§ **Your goal**:
Repeat the stretch of entries below from the line with "Let me know what do you think 🙂" through the line with "arturbosch: Please update this to 1.4.0". Include both ends and add nothing.

§ **Exercise materials**:
PR #2141, opened 2019-11-28
Use JDK 11 (LTS) + 13 for AppVeyor builds

schalkms:
Detekt uses Gradle 6, which supports JDK 13.
Thus, we should also run a CI build for that.

### DIFF
--- a/appveyor.yml
+++ b/appveyor.yml
@@ -17,7 +17,7 @@ environment:
       JAVA_HOME: C:\Program Files\Java\jdk11
       COMPILE_TEST_SNIPPETS: false
     -
-      JAVA_HOME: C:\Program Files\Java\jdk12
+      JAVA_HOME: C:\Program Files\Java\jdk13
       COMPILE_TEST_SNIPPETS: false
 
 init:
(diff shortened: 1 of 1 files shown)


schalkms:
blocked by #2143

appveyor.yml
```diff
@@ -14,10 +14,10 @@ environment:
       JAVA_HOME: C:\Program Files\Java\jdk1.8.0
       COMPILE_TEST_SNIPPETS: true
     -
-      JAVA_HOME: C:\Program Files\Java\jdk11
+      JAVA_HOME: C:\Program Files\Java\jdk12
```
BraisGabin: Same comment: https://github.com/arturbosch/detekt/pull/2142#discussion_r351948728

schalkms: Good point!

arturbosch:
I think this needs just a rebase from master and we are good to merge it :).

3flex:
Can we drop JDK 11? AppVeyor is the slowest CI because they don't support parallel jobs, so if we can test only on earliest & latest supported JDK like macOS on Travis that should give sufficient coverage and cut down the build time a bit.

PR #2142, opened 2019-11-28
Use JDK 11 (LTS) + 13 for Travis builds

schalkms:
Detekt uses Gradle 6, which supports JDK 13.
Thus, we should also run a CI build for that.

### DIFF
--- a/.travis.yml
+++ b/.travis.yml
@@ -14,7 +14,7 @@ matrix:
       env: COMPILE_TEST_SNIPPETS=false
     - os: linux
       dist: bionic
-      jdk: openjdk12
+      jdk: openjdk13
       env: COMPILE_TEST_SNIPPETS=false
     # JDK 8 - see https://docs.travis-ci.com/user/reference/osx/#jdk-and-macos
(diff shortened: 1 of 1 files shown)


schalkms:
blocked by #2143

.travis.yml
```diff
@@ -10,11 +10,11 @@ matrix:
       env: COMPILE_TEST_SNIPPETS=true
     - os: linux
       dist: bionic
-      jdk: openjdk11
+      jdk: openjdk12
```
BraisGabin: I think that we should not test java 12. I think that we should test the last version of java and the LTS versions (java 8 and 11).

If someone has problems with detekt and java 12 it should be safe to ask to update to the last version or go back to the last LTS. Mantain all the versions is insane.

3flex: Agree, 8, 11 and 13 should be the supported versions (latest + all LTS versions).

arturbosch: +1

schalkms: good point

PR #2143, opened 2019-11-28
Run Gradle 5 tests only for JDK versions < 13

schalkms:


detekt-gradle-plugin/src/test/kotlin/io/gitlab/arturbosch/detekt/MultiVersionTest.kt
```diff
@@ -26,3 +26,23 @@ object MultiVersionTest : Spek({
...
 })
+
+private fun createGradleVersionsToTest(): List<String> {
+    val versions = mutableListOf<String>()
+    val jdkVersion = getJdkVersion()
+    if (jdkVersion < 13) {
+        versions.add("5.0")
+    }
+    versions.add("6.0.1")
+    return versions
```
BraisGabin:
```kotlin
return if (jdkVersion < 13) {
  listOf("5.0", "6.0.1")
} else {
  listOf("6.0.1")
}
```

I think that it's easier to know which versions are going to be tested like this. You could even create two consts: `GRADLE_5` and `GRADLE_6`. But I think that the strings helps more to the readability than the constants to the maintanability.

arturbosch: Agree,
```kotlin
private fun getGradleVersionsUnderTest() =
    if (jdkVersion() < 13) {
        listOf("5.0", "6.0.1")
    } else {
        listOf("6.0.1")
    }
```

Issue #1894, opened 2019-09-04
How to not execute detekt task on check gradle's phase?


gregorius2514:
Hello,

my questions:
1. How to 'turn off' attaching detekt tasks to gradles 'check' task?
2. Where find contribution informations how to add new detekt properties (any the most important common problems with it)?

context:

I have problem when I'm building my project detekt is executed (on check phase) and build fails.
I would like to have more controll on detekt gradle's task so I looking to execute detek's task in CI in separate step.

I looked for any configure property but I did find any so I try to make changes in detekt's source code to make that configurable feature.

Right now I have problem when my properties injected from build.gradle file are not visible inside DetektExcension, DetektPlugin classes (default values from DetektExcension are always getting). Does any one have similar problem?

Best regards

schalkms:
I'm afraid, I don't quite understand your problem description. Could you please explain that in more detail?

> How to 'turn off' attaching detekt tasks to gradles 'check' task?

Could you please post your of the Gradle build script that configures detekt?

> Where find contribution informations how to add new detekt properties (any the most important common problems with it)?

I'm also not sure what you mean.
The rules can be added in the `default-detekt-config.yml` file [Source](https://arturbosch.github.io/detekt/configurations.html).
All of detekt's parameters are listed [here](https://arturbosch.github.io/detekt/groovydsl.html) in the getting started guide.

> Right now I have problem when my properties injected from build.gradle file are not visible inside DetektExcension

What exactly are you trying to do? Could you also please post the relevant Gradle build script part here?

schalkms:
I'm afraid, I don't quite understand your problem description. Could you please explain that in more detail?

> How to 'turn off' attaching detekt tasks to gradles 'check' task?

Could you please post the part of your Gradle build script that configures detekt?

> Where find contribution informations how to add new detekt properties (any the most important common problems with it)?

I'm also not sure what you mean.
The rules can be added in the `default-detekt-config.yml` file ([Source](https://arturbosch.github.io/detekt/configurations.html)).
All of detekt's parameters are listed [here](https://arturbosch.github.io/detekt/groovydsl.html) in the getting started guide.

> Right now I have problem when my properties injected from build.gradle file are not visible inside DetektExcension

What exactly are you trying to do? Could you also please post the relevant Gradle build script part here?

marschwar:
> How to 'turn off' attaching detekt tasks to gradles 'check' task?

[...]

PR #2144, opened 2019-11-29
Document how to exclude detekt from the check task - #1894

arturbosch:
The groovy dsl page has more info sub sections and the kotlin dsl page points to the groovy dsl page.
So it's okay not to duplicate the info ^^

### DIFF
--- a/docs/pages/gettingstarted/groovydsl.md
+++ b/docs/pages/gettingstarted/groovydsl.md
@@ -147,6 +147,24 @@ task detektFailFast(type: io.gitlab.arturbosch.detekt.Detekt) {
 }
 ```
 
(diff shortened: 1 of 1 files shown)


docs/pages/gettingstarted/groovydsl.md
```diff
@@ -147,6 +147,24 @@ task detektFailFast(type: io.gitlab.arturbosch.detekt.Detekt) {
 }
 ```
 
+##### <a name="check-lifecycle">Disabling detekt from the check task</a>
+
+detekt tasks by default are verification tasks. They get executed whenever the Gradle check task gets executed.
```
schalkms:
```suggestion
Detekt tasks by default are verification tasks. They get executed whenever the Gradle check task gets executed.
```

PR #2174, opened 2019-12-12
Add GlobalCoroutineUsage rule + coroutines ruleset

### LINKED ISSUE #2155: Add rule [GlobalScopeUsage] to disallow usage of GlobalScope
`GlobalScope` should be avoided

The rule detects all usages of `GlobalScope`.
```
GlobalScope.launch{ doSomethingSuspending() }
```
Instead a `CoroutineScope` should be used.

## Context

> Application code usually should use an application-defined CoroutineScope. Using async or launch on the instance of GlobalScope is highly discouraged.

- https://kotlin.github.io/kotlinx.coroutines/kotlinx-coroutines-core/kotlinx.coroutines/-coroutine-scope/index.html

- https://medium.com/@elizarov/the-reason-to-avoid-globalscope-835337445abc

xouabita:
- Add `GlobalScopeUsage` rule which reports use of `GlobalScope`.
See https://github.com/arturbosch/detekt/issues/2155 for more context
- Add `concurrency` rule set
- Add a way to pass `optionalPaths` in create environment
- Add `coroutines` as a test dependency to have coroutine types in the test

Closes #2155


detekt-rules/src/main/kotlin/io/gitlab/arturbosch/detekt/rules/concurrency/GlobalScopeUsage.kt
```diff
@@ -0,0 +1,54 @@
...
+import io.gitlab.arturbosch.detekt.api.Severity
+import org.jetbrains.kotlin.descriptors.ClassDescriptor
+import org.jetbrains.kotlin.psi.KtSimpleNameExpression
+import org.jetbrains.kotlin.resolve.BindingContext
+import org.jetbrains.kotlin.resolve.calls.callUtil.getType
+import org.jetbrains.kotlin.resolve.descriptorUtil.fqNameOrNull
+
+/**
+ * Report usages of GlobalScope. Usage of GlobalScope is highly discouraged by the Kotlin documentation.
+ * See https://kotlin.github.io/kotlinx.coroutines/kotlinx-coroutines-core/kotlinx.coroutines/-global-scope/
```
schalkms: For my taste we should provide a bit more context in our documentation and then reference to the original documentation at the end. The documentation should be meaningful, even if the user is offline, when executing detekt.
I would just write a short excerpt (1-2 sentences) from the original Kotlin doc.

detekt-rules/src/main/kotlin/io/gitlab/arturbosch/detekt/rules/concurrency/GlobalScopeUsage.kt
```diff
@@ -0,0 +1,54 @@
...
+ *
+ * <noncompliant>
+ * GlobalScope.launch { delay(1_000L) }
+ * </noncompliant>
+ *
+ * <compliant>
+ * CoroutineScope(Dispatchers.Default).launch { delay(1_000L) }
+ * </compliant>
+ */
+class GlobalScopeUsage(config: Config = Config.empty) : Rule(config) {
```
schalkms: The documentation states

> Using async or launch on the instance of GlobalScope is highly discouraged.

I think we should make the rule more conservative and flag only the two methods on the `GlobalScope` and not the  whole `GlobalScope` class per se.

detekt-rules/src/main/kotlin/io/gitlab/arturbosch/detekt/rules/concurrency/GlobalScopeUsage.kt
```diff
@@ -0,0 +1,54 @@
...
+    companion object {
+        private const val GLOBALSCOPE = "GlobalScope"
+        private const val WANTED_TYPE = "kotlinx.coroutines.$GLOBALSCOPE"
+        private const val MESSAGE =
+            "This use of GlobalScope should be replaced by `CoroutineScope` or `coroutineScope`."
+    }
```
schalkms: style: we always put the companion object to the bottom of the rule class

detekt-cli/src/main/resources/default-detekt-config.yml
```diff
@@ -106,6 +106,11 @@ complexity:
     ignorePrivate: false
     ignoreOverridden: false
 
+concurrency:
```
3flex: I'm wondering if a better name for the ruleset is `coroutines`? It probably depends on whether new rules might be added that relate to other concurrency constructs that aren't coroutines (of course it's hard to say right now whether that might happen in future).

I don't want this to block merging so we could just leave it as is unless anyone else feels they strongly support `coroutines` over `concurrency`.

detekt-rules/src/main/kotlin/io/gitlab/arturbosch/detekt/rules/concurrency/GlobalScopeUsage.kt
xouabita: Will do 👍

detekt-rules/src/main/kotlin/io/gitlab/arturbosch/detekt/rules/concurrency/GlobalScopeUsage.kt
xouabita: Happy to make it more conservative 👍 
The only drawback is that this case would not be covered:

```kt
fun bar(scope: CoroutineScope) = scope.launch { ... }

fun foo() {
    bar(GlobalScope)
}
```

detekt-rules/src/main/kotlin/io/gitlab/arturbosch/detekt/rules/concurrency/GlobalScopeUsage.kt
xouabita: Will do 👍

detekt-cli/src/main/resources/default-detekt-config.yml
xouabita: Happy with both :D

schalkms: I agree with that. `Coroutines` sounds better here.

xouabita: Will go with coroutines then

xouabita:
I have changed the rule to only report `GlobalScope.async` and `GlobalScope.launch`. It also does not need type resolution anymore.
Let me know what do you think 🙂

detekt-rules/src/main/kotlin/io/gitlab/arturbosch/detekt/rules/coroutines/GlobalScopeUsage.kt
```diff
@@ -0,0 +1,53 @@
...
+ * > of GlobalScope is highly discouraged.
+ *
+ * See https://kotlin.github.io/kotlinx.coroutines/kotlinx-coroutines-core/kotlinx.coroutines/-global-scope/
+ *
+ * <noncompliant>
+ * GlobalScope.launch { delay(1_000L) }
+ * </noncompliant>
+ *
+ * <compliant>
+ * CoroutineScope(Dispatchers.Default).launch { delay(1_000L) }
```
thuytrinh: How can `CoroutineScope(Dispatchers.Default)` mitigate the drawback of `GlobalScope`?

xouabita: Will change this to:

#### Noncompliant Code:

```kotlin
fun foo() {
    GlobalScope.launch { delay(1_000L) }
}
```

#### Compliant Code:

```kotlin
val scope = CoroutineScope(Dispatchers.Default)

fun foo() {
   scope.launch { delay(1_000L) }
}

fun onDestroy() {
    scope.cancel()
}
```

detekt-rules/src/main/kotlin/io/gitlab/arturbosch/detekt/rules/providers/CoroutinesProvider.kt
```diff
@@ -0,0 +1,20 @@
+package io.gitlab.arturbosch.detekt.rules.providers
+
+import io.gitlab.arturbosch.detekt.api.Config
+import io.gitlab.arturbosch.detekt.api.RuleSet
+import io.gitlab.arturbosch.detekt.api.RuleSetProvider
+import io.gitlab.arturbosch.detekt.rules.coroutines.GlobalScopeUsage
+
+/** The coroutines rule set analyzes code for potential coroutines problems.
```
arturbosch: Please move the documentation start to the next line.

detekt-rules/src/main/kotlin/io/gitlab/arturbosch/detekt/rules/providers/CoroutinesProvider.kt
```diff
@@ -0,0 +1,20 @@
...
+ *
+ * @active since v1.3.0
```
arturbosch: Please update this to 1.4.0

detekt-rules/src/test/kotlin/io/gitlab/arturbosch/detekt/rules/coroutines/GlobalScopeUsageSpec.kt
```diff
@@ -0,0 +1,69 @@
...
+                import kotlinx.coroutines.CoroutineScope
+                import kotlinx.coroutines.GlobalScope
+
+                fun bar(scope: CoroutineScope) = Unit
+
+                fun foo() {
+                    bar(GlobalScope)
+                }
+            """
+            assertThat(subject.compileAndLint(code)).hasSize(0)
```
arturbosch: Please use `isEmpty()` instead of `hasSize(0)`.

detekt-rules/src/test/kotlin/io/gitlab/arturbosch/detekt/rules/coroutines/GlobalScopeUsageSpec.kt
```diff
@@ -0,0 +1,69 @@
...
+                import kotlinx.coroutines.GlobalScope
+
+                fun bar(scope: CoroutineScope) = Unit
+
+                fun foo() {
+                    val scope = GlobalScope
+                    bar(scope)
+                }
+            """
+            assertThat(subject.compileAndLint(code)).hasSize(0)
```
arturbosch: Please use `isEmpty()` instead of `hasSize(0)`.

detekt-gradle-plugin/build.gradle.kts
```diff
@@ -133,8 +133,8 @@ artifacts {
 }
 
 detekt {
+    buildUponDefaultConfig = true
```
xouabita: This is needed because `:detekt-gradle-plugin:detekt` was failing.

```
* What went wrong:
Execution failed for task ':detekt-gradle-plugin:detekt'.
> Invalid detekt configuration file detected.
```

```
Property 'coroutines' is misspelled or does not exist.
io.gitlab.arturbosch.detekt.cli.InvalidConfig: Run failed with 1 invalid config property.
```

schalkms: Blocked by #2217

schalkms: If this issue is resolved, this line should be removed.

3flex: Submitted #2227 before I saw this - I think @xouabita has the correct solution, but we can discuss further in my PR. I don't see any other way to fix this while also enforcing validation of the config file.

xouabita: Awesome!

xouabita:
I have rebased with https://github.com/arturbosch/detekt/pull/2227

schalkms:
Cool thanks! I’m waiting for @3flex final review.

arturbosch:
1. How about `GlobalCoroutineUsage` then?
2. I guess we can limit this for async and launch for now and when users start use this rule they will report if these two fucntions are also discouraged to use :)

schalkms:
> `GlobalCoroutineUsage`

+1

> I guess we can limit this for async and launch for now and when users start use this rule they will report if these two fucntions are also discouraged to use :)

Absolutely! This is a very good start! I’d really like to merge this. Extension can be made in the future if we see a need.

xouabita:
will rename to `GlobalCoroutineUsage` then

Issue #2180, opened 2019-12-15
Gradle cache restoration issue


plastiv:
## Expected Behavior

Running gradle detekt task from gradle plugin on the same kotlin sources should reuse gradle task cache instead of executing task twice. 
## Observed Behavior

Missing html output file prevents cache entity being reused when running detekt task with gradle plugin. 

I believe this is due to missing ` @get:PathSensitive(PathSensitivity.RELATIVE)` annotation on report output files: https://github.com/arturbosch/detekt/blob/5f41ea56e1915b86271bfefdcc7b68e7650e6cab/detekt-gradle-plugin/src/main/kotlin/io/gitlab/arturbosch/detekt/Detekt.kt#L145-L158

## Steps to Reproduce

* have a project with detekt plugin integrated, like `my-project1`
* make sure for a project local cache is enabled, remote cache is disabled
* copy project into different folder on disk, like `my-project2` to trigger different PATH issue
* remove local cache to avoid accidental artifact reuse, like `rm -rf ~/.gradle/caches`
* run `./gradlew clean detekt` at `my-project1` to seed a cache entry
* run `./gradlew clean detekt` at `my-project2`. 

Expected: detekt task `FROM-CACHE`. Actual: detekt task is executed due to `Missing html output file` property.

## Context

Detekt tasks are marked as cooperative and are participating in cache lifecycle by uploading and downloading task artifacts. yet, their cache can't be reused when running on CI with ephemeral nodes due to jobs running project at different folder paths. 

## Your Environment

* Version of detekt used: 1.2.2
* Version of Gradle used (if applicable): 6.0.1
* Operating System and version: mac and linux
* Link to your project (if it's a public repository): if you are not sure how to reproduce the issue, let me know I will try to find some time to work on a sample

plastiv:
I have managed to create minimal reproducible example. Run `./test.sh` to trigger steps-to-reproduce from above. 

* https://github.com/plastiv/detekt-cache-issue
* https://travis-ci.org/plastiv/detekt-cache-issue/builds/625774155

I have spent more time investigating the issue and currently believe that it isn't the html report output file is a culprit here. 

[...]

PR #2182, opened 2019-12-16
Fix Detekt gradle task cache restoration issue (#2180)

plastiv:
`Detekt` gradle task is marked as `@CacheableTask` but it's input source files are
marked with `PathSensitivity.ABSOLUTE` annotation from `source` property defined in
parent `SourceTask`.

Having task inputs with absolute path sensitivity effectively disables cache reusability:
https://guides.gradle.org/using-build-cache/#relocatability


3flex:
Thanks for picking that up, plus the fix!

plastiv:
@3flex is there a way to get a snapshot for gradle-plugin? I don't see it being published here https://oss.jfrog.org/artifactory/webapp/#/artifacts/browse/tree/General/oss-snapshot-local/io/gitlab/arturbosch/detekt

3flex:
Not sure, I don't have access to publish artifacts. @arturbosch do you know if anything can be done here?

@plastiv consider opening a new issue to track this, thanks!

PR #7240, opened 2024-04-28
Remove PsiFile.lineSeparator

3flex:
Waiting on merge of:
* #7234 
* #7235
* #7237 
* #7238


detekt-cli/src/test/kotlin/io/gitlab/arturbosch/detekt/cli/runners/RunnerSpec.kt
```diff
@@ -286,5 +286,35 @@ class RunnerSpec {
                 """.trimIndent()
             )
         }
+
+        @Test
+        fun `keeps LF line endings after autocorrect`() {
```
BraisGabin, line 291: It's strange to test this on cli. I know that there are other tests similar to these here but it's strange. I also must say that I don't care that much about the autocorrect right now, we have more important concerns right now.

BraisGabin (approved):
I reviewed the new commits in this PR (the ones that are not in the previous ones) and it looks really good :)

detekt-core/src/main/kotlin/io/gitlab/arturbosch/detekt/core/KtFileModifier.kt
```diff
@@ -27,7 +26,9 @@ class KtFileModifier : FileProcessListener {
     private fun KtFile.unnormalizeContent(): String =
         StringUtilRt.convertLineSeparators(
             checkNotNull(modifiedText),
-            lineSeparator
+            checkNotNull(virtualFile.detectedLineSeparator) {
+                "Line separator was not automatically detected. This is unexpected."
+            }
```
BraisGabin, line 31: I'm not 100% sure about this. I think that all the `KtFile`s will say `\n` because we clean the line separator by using the function `convertLineSeparators` here:

https://github.com/detekt/detekt/blob/b01bc7a5fbc94708d7d12b3e75ca61ad8fcaa898/detekt-parser/src/main/kotlin/io/github/detekt/parser/KtCompiler.kt#L27-L36

c86160b775507dd0d4dbe6aa78aafabaccd36e6c stops that "cleaning" for one of the fuctions but the other one still uses it. I realised of this while reviewing this commit d36b3dcfdb77d2213974a38be65e4dee99c6e172.

I assume that it is ok to stop using `convertLineSeparators` but I guess that we should stop using it in this PR otherwise we are breaking something. And if the tests doesn't spot this we should first check our tests to be sure that we have proper coverage for this.

Or maybe I'm just wrong, that can be also true.

detekt-cli/src/test/kotlin/io/gitlab/arturbosch/detekt/cli/runners/RunnerSpec.kt
3flex: Autocorrect involves multiple modules so having a few functional tests makes it easy to verify that things aren't broken even when the changes & unit tests look fine. #7256 & #7206 is an example. There are different approaches but I think these provide value.

detekt-core/src/main/kotlin/io/gitlab/arturbosch/detekt/core/KtFileModifier.kt
3flex: > I think that all the KtFiles will say `\n`

When #7255 gets merged the createKtFile function is moved so it's used by tests only, so neither function will make copies of the file text or try detecting line separators at all. The tests you commented on also ensure that everything works, at least when calling via CLI, which is what the Gradle plugin uses. That covers all bases with autocorrect.

For now though, please check the updates to `createKtFile` in this PR. It now stores the detected line separator using `virtualFile.setDetectedLineSeparator`: https://github.com/detekt/detekt/pull/7240/files#diff-5dc598360678521200286ef06ac96f589ea689b19e935b5f8dd058dfada7850cR32 which could be `\r\n` or `\n` depending on platform.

§ **Exercise answer**:
Let me know what do you think 🙂

detekt-rules/src/main/kotlin/io/gitlab/arturbosch/detekt/rules/coroutines/GlobalScopeUsage.kt
```diff
@@ -0,0 +1,53 @@
...
+ * > of GlobalScope is highly discouraged.
+ *
+ * See https://kotlin.github.io/kotlinx.coroutines/kotlinx-coroutines-core/kotlinx.coroutines/-global-scope/
+ *
+ * <noncompliant>
+ * GlobalScope.launch { delay(1_000L) }
+ * </noncompliant>
+ *
+ * <compliant>
+ * CoroutineScope(Dispatchers.Default).launch { delay(1_000L) }
```
thuytrinh: How can `CoroutineScope(Dispatchers.Default)` mitigate the drawback of `GlobalScope`?

xouabita: Will change this to:

#### Noncompliant Code:

```kotlin
fun foo() {
    GlobalScope.launch { delay(1_000L) }
}
```

#### Compliant Code:

```kotlin
val scope = CoroutineScope(Dispatchers.Default)

fun foo() {
   scope.launch { delay(1_000L) }
}

fun onDestroy() {
    scope.cancel()
}
```

detekt-rules/src/main/kotlin/io/gitlab/arturbosch/detekt/rules/providers/CoroutinesProvider.kt
```diff
@@ -0,0 +1,20 @@
+package io.gitlab.arturbosch.detekt.rules.providers
+
+import io.gitlab.arturbosch.detekt.api.Config
+import io.gitlab.arturbosch.detekt.api.RuleSet
+import io.gitlab.arturbosch.detekt.api.RuleSetProvider
+import io.gitlab.arturbosch.detekt.rules.coroutines.GlobalScopeUsage
+
+/** The coroutines rule set analyzes code for potential coroutines problems.
```
arturbosch: Please move the documentation start to the next line.

detekt-rules/src/main/kotlin/io/gitlab/arturbosch/detekt/rules/providers/CoroutinesProvider.kt
```diff
@@ -0,0 +1,20 @@
...
+ *
+ * @active since v1.3.0
```
arturbosch: Please update this to 1.4.0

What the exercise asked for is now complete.